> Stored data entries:
+++++
PR #3259, opened 2017-10-17
Serial tweaks

pelikhan:
- [x] show cursors on status indicator button
- [x] show last value (rounded to 2 sig decimals) in label . The problem is that smoothie only shows min/max not the current value.

### DIFF
--- a/webapp/src/serial.tsx
+++ b/webapp/src/serial.tsx
@@ -225,7 +225,7 @@ export class Editor extends srceditor.Editor {
 
         core.confirmAsync({
             logos: undefined,
-            header: lf("Analyze Data"),
+            header: lf("Export data"),
             hideAgree: true,
             disagreeLbl: lf("Close"),
             onLoaded: (_) => {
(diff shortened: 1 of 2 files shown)


webapp/src/serial.tsx
```diff
@@ -352,7 +353,7 @@ class Chart {
     constructor(source: string, variable: string, value: number, chartIdx: number) {
         const serialTheme = pxt.appTarget.serial && pxt.appTarget.serial.editorTheme
         // Initialize chart
-        const chartConfig = {
+        const chartConfig: IChartOptions = {
```
caitlin-hennessy: Is this interface defined somewhere?

webapp/src/serial.tsx
```diff
@@ -422,7 +422,10 @@ class Chart {
 
     addPoint(value: number) {
         this.line.append(Util.now(), value)
-        this.lastUpdatedTime = Util.now()
+        this.lastUpdatedTime = Util.now();
+        // update label with last value
+        const valueText = Number(Math.round(Number(value + "e+2"))  + "e-2").toString();
```
caitlin-hennessy: What does `Number(Math.round(Number(value + "e+2"))  + "e-2")` do?

webapp/src/serial.tsx
pelikhan: yes in our local typings.

webapp/src/serial.tsx
pelikhan: It's special JS trick to round number to up to 2 decimal numbers.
+++++
> Problem to solve: Looking at the data above, state how many of its lines contain the word "class", and give nothing but that number.

> Completed task: 3